Planning for retirement after you’re gone

In a seventh-floor bank office, Ray Brennan talked about his biggest fear: dying without knowing who will care for his two adult children.

Brennan’s son, Ray Jr., is 46 and his daughter, Casey, is 37. Both are developmentally disabled. Both will probably live long after he and his wife Kelly are gone.

It used to be children with intellectual and developmental disabilities preceded their parents in death. That is no longer the case. Laws have been enacted to guarantee their rights to public education and timely state care and experts say better health care has extended their lives far beyond what doctors thought possible.

“At the same time people born between 1946 and 1964 are entering retirement age, their developmentally disabled children are also living longer and, in many cases, long after they are gone,” said Richard Hemp, senior research assistant and coordinator for the State of States Developmental Disabilities Project at the University of Colorado. “It’s a growing problem.”

And so while most parents expect that their children will outlive them, Brennan, 71, of Stone Mountain, is part of a generation of retirees for whom longevity is the greatest concern.

“The biggest fear is not knowing who will care for them when you’re not there to do it,” Brennan said. “You don’t want to leave your kids at the mercy of God-knows-what.”

According to Hemp, more than 852,000 adults with disabilities were living with caregivers over the age of 60 in the United States in 2011, the last year for which statistics are available.

In Georgia, roughly 21,927 adults have developmental disabilities. About 50 percent live in metro Atlanta.

The Brennans never believed their son or daughter would reach adulthood because that’s what doctors told them. Now that they have, they worry what will become of them when the inevitable happens.

Brennan said that he and his wife drew up wills 20 years ago but it wasn’t until the death of a friend and his wife, who also had a developmentally disabled son, that they took the next step and established a trust.

“That lit a fire under me,” Brennan said.

It would take nearly five years, however, for him to research and find the right person to help put in place a Special Needs Trust for his children, who have no siblings or surviving relatives.

Bill Frazier, a senior vice president in charge of the Special Needs Trust Group at SunTrust Bank, said of the 1,300 families his team works with each year, Ray Brennan is “ahead of the curve in terms of his knowledge.”

“He’s a different breed,” Frazier said.

The purpose of a Special Needs Trust, Frazier said, includes providing for children after the death of their parents and to preserve their eligibility for public resources such as Medicaid and Supplemental Security Income.

Parents of children with developmental disabilities should seek help from an attorney specializing in elder care and special needs law as early as possible, Frazier said.
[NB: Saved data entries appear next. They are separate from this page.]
PR #2166, opened 2016-12-11
fix(select): make invalid selector more specific

### LINKED ISSUE #2147: md-select applying error styles before it is touched.
When another control in a form is touched, md-select applies error styles even though it hasn't been touched yet.  The classes on md-select remain class="ng-untouched ng-pristine ng-invalid".

kara:
The selector for the touched/invalid style was too general, so it was picking up when the parent form was "touched" rather than the control itself.  This PR ensures it only applies touched/invalid styles when its own control is touched/invalid.

Fixes #2147.

r: @jelbourn

### DIFF
--- a/src/lib/select/_select-theme.scss
+++ b/src/lib/select/_select-theme.scss
@@ -16,7 +16,7 @@
       border-bottom: 1px solid md-color($primary);
     }
 
-    .ng-invalid.ng-touched:not(.md-select-disabled) & {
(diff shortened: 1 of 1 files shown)


dreweird:
It still the same....all the `md-select` will turn red even without touching the selector

kara:
@dreweird This change isn't merged into master.

jelbourn:
LGTM

FilipeQ:
Anyone know when it will be released?

PR #881, opened 2019-06-23
Support Bitbucket Cloud and Bitbucket Pipelines

HelloCore:
This PR aims to add support for `Bitbucket Cloud` and `Bitbucket Pipelines`

Current Progress
- [x] Add `Bitbucket Pipelines` to CI
- [x] Add `BitbucketCloud` to `Platform`
- [x] Getting PR's information
- [x] Getting Diff Content
- [x] Generated `JSON DSL` from PR's information
- [x] Add to CLI
- [x] Run on Bitbucket Pipelines
- [x] Create comment template for `Bitbucket Cloud`, currently using the one from `Bitbucket Server`, and it doesn't work. 😢 
- [x] Update / Delete Comment
- [x] Support Inline Comments
- [x] Update Documentation - Requires env `DANGER_BITBUCKETCLOUD_USERNAME`, `DANGER_BITBUCKETCLOUD_PASSWORD`, and `DANGER_BITBUCKETCLOUD_UUID` using `App-Passwords` 
- [x] Update Documentation - Bitbucket Pipelines

Maybe later...
- Remove unused fields [doc](https://developer.atlassian.com/bitbucket/api/2/reference/meta/partial-response)


source/platforms/bitbucket_cloud/_tests_/_bitbucket_cloud_git.test.ts
```diff
@@ -0,0 +1,226 @@
...
+
+    expect(gitDSL.commits[0]).toEqual(exampleCommit)
+  })
+
+  // it("writes a JSON DSL fixture", async () => {
+  //   const fakeSource = new FakeCI({})
+  //   const dataSent = await jsonDSLGenerator(bbc, fakeSource, {} as any)
+  //   dataSent.settings.github.accessToken = "12345"
+
+  //   writeFileSync(pathJoin(fixtures, "bbc-dsl-input.json"), JSON.stringify(dataSent, null, "  "), "utf8")
```
HelloCore: This caused `jest --watch` loop infinitely, and I don't know how to fix it. 😢

orta: No worries, you can add it to the [watch ignore](https://jestjs.io/docs/en/configuration#watchpathignorepatterns-array-string) in Jest

orta:
Wow, so when it rains it pours! We just got GitLab support in and now this 🍡

source/dsl/BitBucketCloudDSL.ts
```diff
@@ -0,0 +1,164 @@
+import { RepoMetaData as BitBucketServerRepoMetaData } from "./BitBucketServerDSL"
+
+export interface BitBucketCloudJSONDSL {
```
f-meloni: I wonder how different are the `BitBucketCloud` and `BitBucketServer` DSLs and if makes sense to have just one for both.
At a first look they seem similar to me.
My opinion about that would be that is better have an easier model for the users of this DSL (both `Danger users and the other Danger version), even if it eventually requires a major version bump.
What do you think?

orta: We ended up having to do this split for Danger ruby too - not sure the reasoning but I must have agreed with it then :D

HelloCore: Yeah they both look similar to me too.
I’ve tried to reuse BitBucketServer’s intefaces, but later I found that they were totally different. 🤯

For example, https://github.com/danger/danger-js/blob/master/source/dsl/BitBucketServerDSL.ts#L91
only ‘message’ and ‘parents’ were the same for both of them.

source/platforms/bitbucket_cloud/_tests_/_bitbucket_cloud_git.test.ts
HelloCore: Thank you! 
I found that it happened because `test-results.json` keeps changing, so I added it to `watchPathIgnorePatterns`.

source/platforms/BitBucketCloud.ts
```diff
@@ -0,0 +1,182 @@
...
+  getPlatformReviewDSLRepresentation = async (): Promise<BitBucketCloudJSONDSL> => {
+    let pr: BitBucketCloudPRDSL
+    try {
+      pr = await this.getReviewInfo()
+    } catch {
+      process.exitCode = 1
+      throw `
+          Could not find pull request information,
+          perhaps Danger does not have permission to access the repo.
+        `
```
orta: yeah, this seems like a reasonable call

source/platforms/_tests/fixtures/bbc-dsl-input.json
```diff
@@ -0,0 +1,2549 @@
...
+        },
+        "message": "bump up version\n",
+        "tree": null,
+        "parents": [
+          "25422a6589feee092d7e47f12c4e7a160d086f2b",
+          "d802defdf0e6b4f85e01e48f2576b5f4ade8c77d"
+        ],
+        "url": "https://bitbucket.org/foo/bar/commits/301b16bbd02e1f2107ce3e50812afd584c5a99e0"
+      }
+    ]
```
orta: thanks for all this, it makes it much easier to figure out as someone who hasn't used bitbucket cloud

source/platforms/pullRequestParser.ts
```diff
@@ -24,6 +25,15 @@ export function pullRequestParser(address: string): PullRequestParts | null {
...
     }
 
+    // shape: https://bitbucket.org/proj/repo/pull-requests/1
+    if (includes(components.path, "pull-requests")) {
+      return {
+        platform: BitBucketCloud.name,
+        repo: components.path.split("/pull-requests")[0].slice(1),
+        pullRequestNumber: components.path.split("/pull-requests/")[1].split("/")[0],
+      }
+    }
```
orta: 👍

source/runner/templates/bitbucketCloudTemplate.ts
```diff
@@ -0,0 +1,76 @@
+import { DangerResults } from "../../dsl/DangerResults"
+import { Violation } from "../../dsl/Violation"
+
+// This unicode emojis also work for old versions of bitbucket server, were emojis are not supported
```
orta:
```suggestion
// This unicode emojis also work for old versions of bitbucket server, where emojis are not supported
```

source/dsl/BitBucketCloudDSL.ts
```diff
@@ -0,0 +1,170 @@
...
+}
+
+export type BitBucketCloudLinks<Names extends string> = {
+  [key in Names]: {
+    href: string
+  }
+}
+
+export interface BitBucketCloudPRParticipant {
+  /*The user for  */
```
orta:
```suggestion
  /*The user who participated in this PR  */
```

orta:
Let me know when you think it's good to go

HelloCore:
It shoud be okay now. 🚀

I will create another PR for adding OAuth support later.

orta:
Alright then, lets do it, another major bump - hah, go marketing numbers. Two in a row!

PR #882, opened 2019-06-26
Fix Bitbucket Cloud multiple messages template

HelloCore:
It couldn't render messages correctly if there were 2 or more messages. 

I totally forgot about this. 🙏


orta:
👍

PR #883, opened 2019-06-26
Add support for BitBucket Cloud OAuth

HelloCore:
Just add support for `BitBucket Cloud OAuth`, not sure if it's more secure than `App passwords` or not. 
Anyway, `Danger Ruby` supports this, so someone might need it later.


orta:
Thanks, sorry it took a while!

PR #887, opened 2019-07-05
Allow handleResults to be called without a git object

jtreanor:
Currently, `handleResults` in `Executor.ts` requires that a non-empty `GitDSL` object is passed so that it can add a signature like `Danger.js against COMMIT_HASH` to comments. This behaviour was introduced in https://github.com/danger/danger-js/pull/783.

This is the cause of a crash in Peril, which breaks a common workflow: https://github.com/danger/peril/issues/436.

He said any plan should consider covering every aspect of the child’s life, including where they will live, finances, social and family interactions, guardianship, hobbies and special interests.

“It’s never too early to start planning. The sooner, the better because it’s complicated,” Frazier said. “It’s not a quick solution that can get resolved in a month. There are a number of professionals that may need to become involved in the planning process and taking the time to do things correctly is very important.”
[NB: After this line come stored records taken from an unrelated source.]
PR #889, opened 2019-07-09
Expose BitBucketServerAPI

### LINKED ISSUE #886: Expose BitBucketServerAPI as `danger.bitbucket_server.api`
Hey,

I'd like to ask if it would be desirable to expose [`BitBucketServerAPI`](https://github.com/danger/danger-js/blob/master/source/platforms/bitbucket_server/BitBucketServerAPI.ts) as  `danger.bitbucket_server.api`? This would be similar how we're currently exposing `OctoKit` as `danger.github.api`:

https://github.com/danger/danger-js/blob/9ba46ffc42463e2ca0d6df9ef93fb4118ec7f973/source/runner/jsonToDSL.ts#L33-L34

A very simple way to achieve this would be to change that second line to

```js
bitbucket_server = dsl.bitbucket_server && { ...dsl.bitbucket_server, api }; // might need a type cast here or something.. I don't really use TypeScript lol

// or alternatively just mutate bitbucket_server, maybe TypeScript won't complain?
bitbucket_server = dsl.bitbucket_server
if (bitbucket_server) {
  Object.assign(bitbucket_server, { api })
}
```

Implementation details aside, does this sound like a reasonable change? This would enable Bitbucket Server users to do things like `danger.bitbucket_server.api.getPullRequestInfo()` or `.get()`, `.post()` etc.

NMinhNguyen:
Closes #886

### DIFF
--- a/CHANGELOG.md
+++ b/CHANGELOG.md
@@ -15,6 +15,8 @@
 
 <!-- Your comment below this -->
 
+- Expose BitBucketServerAPI - [@NMinhNguyen]
+
 # 9.0.3
 
 - Add support OAuth for BitBucket Cloud - [@HelloCore]
--- a/source/ci_source/_tests/_get_ci_source.test.ts
+++ b/source/ci_source/_tests/_get_ci_source.test.ts
@@ -14,7 +14,7 @@ describe(".getCISourceForEnv", () => {
   })
 })
 
-describe(".getCISourceForExternal", async () => {
+describe(".getCISourceForExternal", () => {
   test("should resolve module relatively", async () => {
     const ci = await getCISourceForExternal({}, "./source/ci_source/_tests/fixtures/dummy_ci.js")
     expect(ci).toBeInstanceOf(DummyCI)
--- a/source/dsl/BitBucketServerDSL.ts
+++ b/source/dsl/BitBucketServerDSL.ts
@@ -1,3 +1,5 @@
+import { BitBucketServerAPI } from "../platforms/bitbucket_server/BitBucketServerAPI"
+
 /** Key details about a repo */
 export interface RepoMetaData {
   /** A path like "artsy/eigen" */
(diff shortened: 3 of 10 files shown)


orta:
Cool, yep - looks good

milesj:
This is broken on master when using TS.

```
../../node_modules/danger/distribution/danger.d.ts:209:8 - error TS2304: Cannot find name 'BitBucketServerAPI'.

209   api: BitBucketServerAPI
           ~~~~~~~~~~~~~~~~~~
```

NMinhNguyen:
Thanks for the bug report @milesj! May I suggest you use https://github.com/ds300/patch-package for the time being and remove `api: BitBucketServerAPI` from `danger.d.ts`?

@orta could you point me in the right direction as to how to make `danger.d.ts` import `BitBucketServerApi` when it generates the `.d.ts` file? I believe it's being excluded due to this line https://github.com/danger/danger-js/blob/33c3674c8a0f4d0fffc7a58b958ad5a3f7fcf239/scripts/danger-dts.ts#L84

but I don't quite understand it - removing the `import` guard seems to break quite a lot of other stuff too.

orta:
Step one is I should have added a check that it compiles, which I've now added:

```sh
orta@Perl ~/d/d/danger-js> yarn declarations
yarn run v1.16.0
$ ts-node ./scripts/create-danger-dts.ts
Found an error in the generated DTS file, you probably need to edit scripts/danger-dts.ts
source/danger.d.ts:209:8 - Cannot find name 'BitBucketServerAPI'.
error Command failed with exit code 1.
info Visit https://yarnpkg.com/en/docs/cli/run for documentation about this command.
orta@Perl ~/d/d/danger-js> 
```

Next, the declarations are somewhat hand-built, anything public facing has an interface in the DSL folder, and privately your implementations work to that interface. As this was new code it didn't work that way, I'll switch it up 👍

PR #891, opened 2019-07-15
Add branch reference to Github Workflow docs

ravanscafi:
Otherwise, it doesn't work.
image

See:
https://developer.github.com/actions/managing-workflows/workflow-configuration-options/#using-a-dockerfile-image-in-an-action


orta:
I'm somewhat worried by this, I'll take it (because broken is broken) but maybe it makes sense to add a new branch which gets pushed to on every deploy so that there's a `stable` branch that it can tie to.

PR #892, opened 2019-07-16
Add icon option to message method for table

### LINKED ISSUE #890: Add option for custom icon/emoji for messages
Danger should be able to add custom emoji/icons to the message table. Something like:

image

I think the function could be modified to accept an options object, and add existing opts there?:
```ts
message(message: MarkdownString, opts?: {file?: string, line?: number, emoji?: MarkdownString}): void
```

Willing to work on this, if someone can give me a few pointers :smiley:

rohit-smpx:
Closes #890 

Was not sure how to add icon to `bitbucketServerTemplate` as the icon there is in the heading of the table.

Also `emoji` is current terminology in code everywhere, should I rename `icon` to `emoji` too? I named it `icon` because as was mentioned in https://github.com/danger/danger-js/issues/890#issuecomment-511213623 it could also not be an emoji, could be an image.

Added Tests


orta:
Yep, looks good - get a test or two in to make sure it stays that way and that's a solid contribution. Thanks!

rohit-smpx:
> Yep, looks good - get a test or two in to make sure it stays that way and that's a solid contribution. Thanks!

Will try to finish this today

rohit-smpx:
The `writeResults` option in `run-fixtures` script was not working correctly so fixed that also and made a `yarn test:update-fixtures` option. I hope the name's alright.

source/runner/Dangerfile.ts
```diff
@@ -54,6 +54,18 @@ export interface DangerContext {
...
+   * and warn is the default emoji which shows in the table.
+   * You can also specifiy a custom emoji to show in the table for each message
+   * 
+   * @param {MarkdownString} message the String to output
+   * @param {{file?: string, line?: string, icon?: MarkdownString}} [opts]
+   * @param opts.file a file which this message should be attached to
+   * @param opts.line the line which this message should be attached to
+   * @param opts.icon icon string or image to show in table, take care not to break table formatting
+   */
+  message(message: MarkdownString, opts?: { file?: string, line?: number, icon?: MarkdownString }): void
```
orta: Interesting, yeah, I can see this as a reasonable approach, it is getting pretty unwieldy at that point 👍

package.json
```diff
@@ -54,6 +54,7 @@
     "release": "release-it",
     "test": "jest",
     "test:fixtures": "node ./scripts/run-fixtures.js",
+    "test:update-fixtures": "yarn test:fixtures --update",
```
orta: Yeah, this works for me - nice one

PR #893, opened 2019-07-17
Add Compliment Message to Bitbucket Cloud Comment

HelloCore:
Provide compliment message for a better feeling.

Move `compliment` to `DangerUtils.ts`, so we can reuse it in other places.


orta:
Is it possible that this means Danger won't delete the message when it is green?

HelloCore:
> Is it possible that this means Danger won't delete the message when it is green?

No, this should be the case when there is only message or markdown.
I think it will be useful because Bitbucket Cloud doesn’t show build status message on main screen, I have to click on little green check mark to see the message.

orta:
👍 great- thanks!

PR #894, opened 2019-07-17
Cache Bitbucket Cloud Commits

HelloCore:
We fetch commits twice, so caching it might be better.


orta:
👍  Looks good - merge on green

orta:
I'll give #892 a chance to gett merged and ship all three

PR #895, opened 2019-07-18
Working with two-way authentication in custom Gitlab server

skyway777:
Before this PR, DangerJS was supporting only NODE_EXTRA_CA_CERTS env-variable to set CA certificates.

In my case, I need to use also my SSL Key and my SSL Certificate to connect to Gitlab Api.

When reading node-gitlab docs https://github.com/jdalrymple/node-gitlab I've found only way to do this as using custom requester (requester prop in options)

While there is a full spectrum of people who do not fall into any one category, Brennan said most can be categorized this way: they have “Peter Pan” syndrome.
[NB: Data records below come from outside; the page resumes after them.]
PR #896, opened 2019-07-20
Adds some improvements to knowing if you've accidentally broken the d eclarations file generation

orta:
Figured changing the public API wasn't well documented enough, so I gave that a run-through and fixed up the DTS for TS users.

/cc @NMinhNguyen

### DIFF
--- a/scripts/create-danger-dts.ts
+++ b/scripts/create-danger-dts.ts
@@ -13,4 +13,26 @@ fs.writeFileSync("source/danger.d.ts", output)
 fs.writeFileSync("distribution/danger.d.ts", output)
 fs.writeFileSync("types/index.d.ts", "// TypeScript Version: 2.2\n" + output)
 
-console.log("Awesome - shipped to source/danger.d.ts, distribution/danger.d.ts and types/index.d.ts")
+import * as ts from "typescript"
+
+const program = ts.createProgram(["source/danger.d.ts"], { noEmit: true })
+const emitResult = program.emit()
+const allDiagnostics = ts.getPreEmitDiagnostics(program).concat(emitResult.diagnostics)
+if (allDiagnostics.length) {
+  process.exitCode = 1
+  console.log("Found an error in the generated DTS file, you probably need to edit scripts/danger-dts.ts")
+  console.log(
+    "\nIf you've added something new to the DSL, and the errors are about something missing, you may need to add an interface in `source/dsl/*`."
+  )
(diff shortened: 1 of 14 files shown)


scripts/create-danger-dts.ts
```diff
@@ -13,4 +13,26 @@ fs.writeFileSync("source/danger.d.ts", output)
...
+      let { line, character } = diagnostic.file.getLineAndCharacterOfPosition(diagnostic.start!)
+      let message = ts.flattenDiagnosticMessageText(diagnostic.messageText, "\n")
+      console.error(`${diagnostic.file.fileName}:${line + 1}:${character + 1} - ${message}`)
+    } else {
+      console.error(`${ts.flattenDiagnosticMessageText(diagnostic.messageText, "\n")}`)
+    }
+  })
+} else {
+  console.log("Awesome - shipped to source/danger.d.ts, distribution/danger.d.ts and types/index.d.ts")
+}
```
orta: Verifies the DTS compiles using the TS api

scripts/danger-dts.ts
```diff
@@ -83,6 +83,9 @@ import * as GitHub from "@octokit/rest"
     .filter(line => {
       return !line.startsWith("import") && !line.includes("* @type ")
     })
+    .filter(line => {
+      return !line.includes("Please don't have")
+    })
```
orta: This sentence used to be in a few DSL files, now it's in all of them

source/danger.d.ts
```diff
@@ -200,10 +198,32 @@ interface BitBucketServerJSONDSL {
...
+  /** Make a post call against the bitbucket server API */
+  post(path: string, headers: any, body: any, suppressErrors?: boolean): Promise<any>
+
+  /** Make a put call against the bitbucket server API */
+  put(path: string, headers: any, body: any): Promise<any>
+
+  /** Make a delete call against the bitbucket server API */
+  delete(path: string, headers: any, body: any): Promise<any>
+}
+
```
orta: @NMinhNguyen - this is currently the only "exposed" API in the sense of auto-complete, the entire class instance is there with its real extra functions, you can expand this if there were specific functions you needed

NMinhNguyen:
@orta Thanks so much for this. I tried to resolve conflicts in `CHANGELOG.md` directly on GitHub which created a merge commit which failed in CI. I then thought I would try `git rebase master` but that still failed. It's not obvious to me why Node 8 builds are timing out 😕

“They never grow up,” he said. “You’re going to have to care for somebody for the rest of their life, not the rest of your life. It’s that simple.”

The mistake parents often make is thinking that there will always be time to plan and not fully understanding what challenges and resources exist for the child, Frazier said.

Even so, this isn’t just a problem for parents, said Eric Jacobson, executive director of the Georgia Council On Developmental Disabilities.

“As the parents pass away or are no longer able to care for the adults in their families, we have to decide as a society do we provide supports and services,” he said. “If people don’t have other family members to care for them — and many won’t — it will be very costly to taxpayers. Better to do the right thing now then wait until there is a crisis.”

Jacobson said parents should begin now contacting their local benefits office and apply for a Medicaid waiver or Family Support Services.